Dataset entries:
★ ★ ★
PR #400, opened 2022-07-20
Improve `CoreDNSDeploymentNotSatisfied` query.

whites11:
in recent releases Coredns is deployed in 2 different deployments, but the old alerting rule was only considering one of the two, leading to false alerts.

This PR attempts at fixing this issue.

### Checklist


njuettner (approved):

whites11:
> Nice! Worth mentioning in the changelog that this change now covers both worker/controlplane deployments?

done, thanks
★ ★ ★
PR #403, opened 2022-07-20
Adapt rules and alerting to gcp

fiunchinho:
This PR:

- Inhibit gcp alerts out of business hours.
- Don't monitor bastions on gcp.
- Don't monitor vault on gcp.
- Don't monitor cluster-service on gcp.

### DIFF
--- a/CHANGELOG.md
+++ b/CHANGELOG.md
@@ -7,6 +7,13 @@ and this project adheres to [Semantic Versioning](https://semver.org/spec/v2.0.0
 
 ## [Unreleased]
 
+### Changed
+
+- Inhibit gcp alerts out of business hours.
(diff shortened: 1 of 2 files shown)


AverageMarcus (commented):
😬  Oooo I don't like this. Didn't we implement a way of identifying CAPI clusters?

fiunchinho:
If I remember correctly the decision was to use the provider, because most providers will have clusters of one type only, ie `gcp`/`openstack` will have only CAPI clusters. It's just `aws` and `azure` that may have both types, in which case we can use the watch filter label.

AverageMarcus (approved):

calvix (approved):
★ ★ ★
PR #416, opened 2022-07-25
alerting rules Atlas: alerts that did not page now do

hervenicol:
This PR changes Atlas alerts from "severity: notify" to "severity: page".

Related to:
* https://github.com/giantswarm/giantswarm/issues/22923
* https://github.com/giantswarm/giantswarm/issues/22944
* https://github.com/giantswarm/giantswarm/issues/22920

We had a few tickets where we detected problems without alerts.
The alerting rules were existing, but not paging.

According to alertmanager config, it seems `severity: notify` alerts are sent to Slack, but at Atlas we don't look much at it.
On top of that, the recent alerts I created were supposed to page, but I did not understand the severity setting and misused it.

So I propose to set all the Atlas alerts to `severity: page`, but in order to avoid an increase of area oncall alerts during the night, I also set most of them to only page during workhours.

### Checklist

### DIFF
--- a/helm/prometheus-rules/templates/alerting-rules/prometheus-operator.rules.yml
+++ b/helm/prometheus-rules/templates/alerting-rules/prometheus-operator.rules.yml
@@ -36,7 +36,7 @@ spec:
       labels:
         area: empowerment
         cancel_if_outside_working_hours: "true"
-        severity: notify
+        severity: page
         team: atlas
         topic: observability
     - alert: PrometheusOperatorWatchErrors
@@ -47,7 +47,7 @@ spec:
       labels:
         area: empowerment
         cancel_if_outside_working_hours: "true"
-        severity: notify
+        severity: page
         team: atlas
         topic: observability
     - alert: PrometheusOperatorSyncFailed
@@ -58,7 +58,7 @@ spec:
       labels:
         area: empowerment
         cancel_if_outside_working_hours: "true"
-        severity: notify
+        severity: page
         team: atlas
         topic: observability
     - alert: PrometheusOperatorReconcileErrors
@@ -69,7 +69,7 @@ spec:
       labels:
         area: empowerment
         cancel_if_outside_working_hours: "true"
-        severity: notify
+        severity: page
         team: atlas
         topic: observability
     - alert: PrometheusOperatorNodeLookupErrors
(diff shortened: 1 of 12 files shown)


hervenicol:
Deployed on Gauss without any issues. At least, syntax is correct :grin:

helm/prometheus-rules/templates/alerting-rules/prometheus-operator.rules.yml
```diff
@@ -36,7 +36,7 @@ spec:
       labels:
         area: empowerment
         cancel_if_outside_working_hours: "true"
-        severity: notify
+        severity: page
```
★ ★ ★
Aim of the exercise: Please go over the data above and copy each line with "Inhibit" in it.

Solution for this task:
- Inhibit gcp alerts out of business hours.
+- Inhibit gcp alerts out of business hours.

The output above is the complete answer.